PR #517, opened 2017-04-13
Do not autocompile when switching tab, if we are in a debug session

yann300:


chriseth:
Could we instead make all files read-only when the debugger is active?

yann300:
that's another thing no? we anyway need to disable compilation if debugger is active.

chriseth:
ok!

PR #519, opened 2017-04-18
Do not alert user if config set from the url param

yann300:


src/app/execution-context.js
```diff
@@ -87,32 +86,24 @@ function ExecutionContext () {
...
-
-  if (web3.providers && web3.currentProvider instanceof web3.providers.IpcProvider) {
-    $web3endpoint.val('ipc')
+    executionContextChange(context, endPointUrl)
   }
 
-  function executionContextChange (context) {
-    if (context === 'web3' && !confirm('Are you sure you want to connect to a local ethereum node?')) {
+  function executionContextChange (context, endPointUrl) {
+    if (context === 'web3' && !confirm('Are you sure you want to connect to an external ethereum node?')) {
```
chriseth: External sounds like it will not be on the same computer. Perhaps just say `to an Ethereum node`?

yann300: done

PR #520, opened 2017-04-19
Remove dependencies entry

yann300:


yann300:
`babel-plugin-transform-object-assign` is used by remix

> Work task: Exactly reproduce the material above.

> Response box:
PR #517, opened 2017-04-13
Do not autocompile when switching tab, if we are in a debug session

yann300:


chriseth:
Could we instead make all files read-only when the debugger is active?

yann300:
that's another thing no? we anyway need to disable compilation if debugger is active.

chriseth:
ok!

PR #519, opened 2017-04-18
Do not alert user if config set from the url param

yann300:


src/app/execution-context.js
```diff
@@ -87,32 +86,24 @@ function ExecutionContext () {
...
-
-  if (web3.providers && web3.currentProvider instanceof web3.providers.IpcProvider) {
-    $web3endpoint.val('ipc')
+    executionContextChange(context, endPointUrl)
   }
 
-  function executionContextChange (context) {
-    if (context === 'web3' && !confirm('Are you sure you want to connect to a local ethereum node?')) {
+  function executionContextChange (context, endPointUrl) {
+    if (context === 'web3' && !confirm('Are you sure you want to connect to an external ethereum node?')) {
```
chriseth: External sounds like it will not be on the same computer. Perhaps just say `to an Ethereum node`?

yann300: done

PR #520, opened 2017-04-19
Remove dependencies entry

yann300:


yann300:
`babel-plugin-transform-object-assign` is used by remix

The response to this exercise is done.